Вспоминаю одного своего знакомого, не лишенного писательского дара. Он считался придирчивым маэстро по части стиля. Настолько придирчивым, что пережевывал часами каждую фразу, и публикация двух или трех коротких рассказов в год была для него верхом продуктивности. Логично было бы предположить, что с течением времени упорная работа над словом обернется умением значительно быстрее и легче бороться с прилагательными. Но произошло обратное.
Продуктивность постепенно упала до одного рассказа в год, но и этим дело не кончилось. В скором времени мой знакомый стал отмечать новым творением лишь високосные годы.
— Его просто тошнит от бумагомарания, — бесцеремонно комментировали одни.
— Вовсе не тошнит, просто он уже ни на что не способен, — снисходительно оправдывали его другие.

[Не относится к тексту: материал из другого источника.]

Issue #4182, opened 2023-12-26
[VL] Slow CI


zhztheplayer:
### Bug description

Observed slowed down CI due to bad performance of some gluten-it TPC jobs. Will propose a fix soon.

zhztheplayer:
The issue is caused by build option `ENABLE_HDFS=ON`:

*  with --enable_hdfs=ON

```
dev/builddeps-veloxbe.sh --build_type=Release --enable_hdfs=ON --enable_ep_cache=OFF && mvn -Pbackends-velox -Pspark-3.2 -DskipTests clean install
```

Однако мне было известно, что он все же на что-то способен и совсем его не тошнит и что, как и раньше, он неизменно с семи утра до обеда священнодействует у алтаря безупречности стиля. Но то ли виной тому был начавший развиваться старческий психоз, то ли какая другая причина, его придирчивость к слову переросла в такой изощренный педантизм, что, перерыв весь словарь синонимов и воочию убедившись, что искомого слова не существует и в помине, по крайней мере в родном языке, писатель еще долго продолжал напрягать свои извилины в суеверной надежде, что в конце концов несуществующее слово все же откроется и осенит его.